This example demonstrates how to count the number of occurrences of each word in a given input set of lines, where the amount of data can potentially be large enough that the computation needs to be distributed across many machines. This is an example of a streaming map-reduce calculation, with exactly once processing semantics.
Refer to comments in the code for commentary on the implementation.
For simplicity, the instructions below assume that you're using a single Kafka broker with the default configuration running on localhost
.
To remove all topics used by this example application:
dotnet run localhost:9092 del
To write some lines of text into the topic lines
(auto-created if it doesn't exist), rate limited to one per second for demonstration purposes:
dotnet run localhost:9092 gen
To run the "map" part of the calculation, which splits the input line text into words and writes them in the partitioned Kafka topic words
:
dotnet run localhost:9092 map map_client_id_1
You can run multiple instances of this stage, specifying different client id's for each. If you use the same client id, the new process will "fence" the old one with the same id.
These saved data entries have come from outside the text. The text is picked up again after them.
PR #558, opened 2026-07-08
feat(app): String Catalog localization scaffolding

davidwkeith:
Recreated from #551, whose base branch (`claude/conventions-quick-wins`, #540) was deleted after merge — GitHub auto-closed #551 and won't allow reopening/retargeting a PR whose base branch no longer exists. Same commits, now based on `main` (which already includes #540).

Localization scaffolding so strings flow through a catalog from now on — the change that gets more expensive every week it waits. Closes #528.

## What

- **`Localizable.xcstrings` + `InfoPlist.xcstrings`** in the app target, with `SWIFT_EMIT_LOC_STRINGS` and `LOCALIZATION_PREFERS_STRING_CATALOGS` in `project.yml`. Xcode populates/syncs the catalog automatically on IDE builds (⌘B); `xcodebuild` alone doesn't write back — that sync is an IDE behavior.
- **AppKit-path sweep**: strings the compiler can't extract as SwiftUI literals are now `String(localized:)` — `NSAlert` text, every `NSOpenPanel`/`NSSavePanel` prompt+message+title, the Dock menu's New Site item, the export dialog's git-history checkbox, and the interpolated `LocalizedError` descriptions in `SiteActions`.
- **Out of scope, deliberately**: the Help Book and `Resources/Template/` are end-user content with their own localization story; the SwiftPM library targets (AnglesiteCore etc.) have user-facing error strings that would need per-module catalogs + `defaultLocalization` — noted as a follow-up if/when a second language is actually planned. English-only ships unchanged.

## Review follow-up (from #551)

`NSSavePanel`/`NSOpenPanel` `.title` strings in `NewSiteWizard.swift` (`"Save Your Website"`, `"Choose Logo"`) were left unwrapped while the adjacent `.prompt` was converted. Fixed: both now use `String(localized:)`, and the two new keys were added to `Localizable.xcstrings` by hand (only an Xcode IDE build syncs the catalog automatically, which isn't available in this environment).

### DIFF
--- a/Sources/AnglesiteApp/AnglesiteApp.swift
+++ b/Sources/AnglesiteApp/AnglesiteApp.swift
@@ -40,6 +40,10 @@ final class AppDelegate: NSObject, NSApplicationDelegate {
     /// can derive, which is a follow-up.
     var semanticRanker: SemanticRanker?
 
+    /// Shared project-conventions index, learned from each open site's content and consumed by
+    /// on-device generation (starting with alt text, #313). Mirrors `knowledgeIndex`'s lifecycle.
+    let conventionsEngine = ProjectConventionsEngine(enrich: ProjectConventionsEnricherFactory.makeDefault())
+
     /// On-device embedding provider, best-first: the multilingual transformer
     /// (`NLContextualEmbedding`), then the lighter `NLEmbedding.sentenceEmbedding`, then `nil`
     /// (→ pure-lexical retrieval). Never the test-double fake. Runs the model load, so call it off
@@ -276,6 +280,7 @@ struct AnglesiteApp: App {
                 contentGraph: appDelegate.contentGraph,
                 knowledgeIndex: appDelegate.knowledgeIndex,
                 semanticRanker: appDelegate.semanticRanker,
+                conventionsEngine: appDelegate.conventionsEngine,
                 runtimeFactory: LiveSiteRuntimeFactory(),
                 contentIndexerStore: appDelegate.contentIndexerStore
             )
--- a/Sources/AnglesiteApp/AnglesiteApp.swift
+++ b/Sources/AnglesiteApp/AnglesiteApp.swift
@@ -98,7 +98,16 @@ final class AppDelegate: NSObject, NSApplicationDelegate {
 
     @objc private func openRecentSiteFromDock(_ sender: NSMenuItem) {
         guard let url = sender.representedObject as? URL else { return }
-        NSWorkspace.shared.open(url)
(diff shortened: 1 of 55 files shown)


davidwkeith (commented):
Reviewed the diff plus checked the resulting worktree against `Localizable.xcstrings`. All the call sites actually touched by this PR (`FocusedSite.swift`, `NewSiteWizard.swift`, `PlistEditorView.swift`, `SiteActions.swift`, the Dock menu item in `AnglesiteApp.swift`) are correctly wrapped and every key I spot-checked (including the compiler-generated multi-arg keys like `"Couldn't add "%@": %@"` and `"%lld change%@ applied successfully."`) matches the source text and argument order. No blocking issues there.

Two AppKit-path strings in the app target were missed by this pass (same category the PR is fixing — NSOpenPanel/NSSavePanel titles):

1. `Sources/AnglesiteApp/DebugPaneView.swift:160` — `panel.title = "Save Process Log"` is still a raw literal, not `String(localized:)`, and `"Save Process Log"` isn't in `Localizable.xcstrings`.
2. `Sources/AnglesiteApp/SettingsView.swift:385` — `FolderPickerRow.chooseFolder()` does `panel.title = promptTitle`, where `promptTitle: String` is threaded through from the two call sites at lines 64 and 76 (`"Choose Anglesite plugin directory"`, `"Choose sites root directory"`). Because `promptTitle` (and `label`/`placeholder`) are plain `String` properties rather than literals at the assignment site, they don't get the automatic literal-to-`LocalizedStringKey` extraction, so these titles are unlocalized and absent from the catalog too. Same root cause would apply to `LabeledContent(label)` in that file — worth wrapping the `FolderPickerRow` call sites (and/or `panel.title` assignment) in `String(localized:)` explicitly.

Minor/non-blocking: this PR's diff (vs. `main`) is actually four stacked commits — the macOS "quick wins" (#521–524, #529), a Dock-menu hardening fix, the localization scaffolding (#528) itself, and a follow-up panel-title fix (#551) — so the visible diff is much larger than the PR title suggests. Not a defect, just worth knowing when reading the diff.

Also confirmed `WebsiteIconInstaller.InstallError.errorDescription` (`Sources/AnglesiteApp/WebsiteIconInstaller.swift:19-27`) — same target, same `LocalizedError` pattern this PR converts elsewhere (e.g. `SiteActions.ImportError`) — still returns raw string literals and isn't in the catalog. Likely just out of scope for this pass, but flagging since it fits the stated conversion criteria.

---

This is an example of a stateless stream processor.
To run the "reduce" part of the calculation, which counts the number of occurrences of each word and writes updates to the compacted, partitiond Kafka topic counts
:
dotnet run localhost:9092 reduce reduce_client_id_1
You can parallelize this stage as well by running multiple instances with different client id's.
This is an example of a stateful stream processor, where the working state is materialized into a local FASTER store.
You can dynamically start and stop the map and reduce processing instances at any time and watch as the workload rebalances. Both the map and reduce stages make use of incremental rebalancing, which minimizes the impact of rebalances on processing.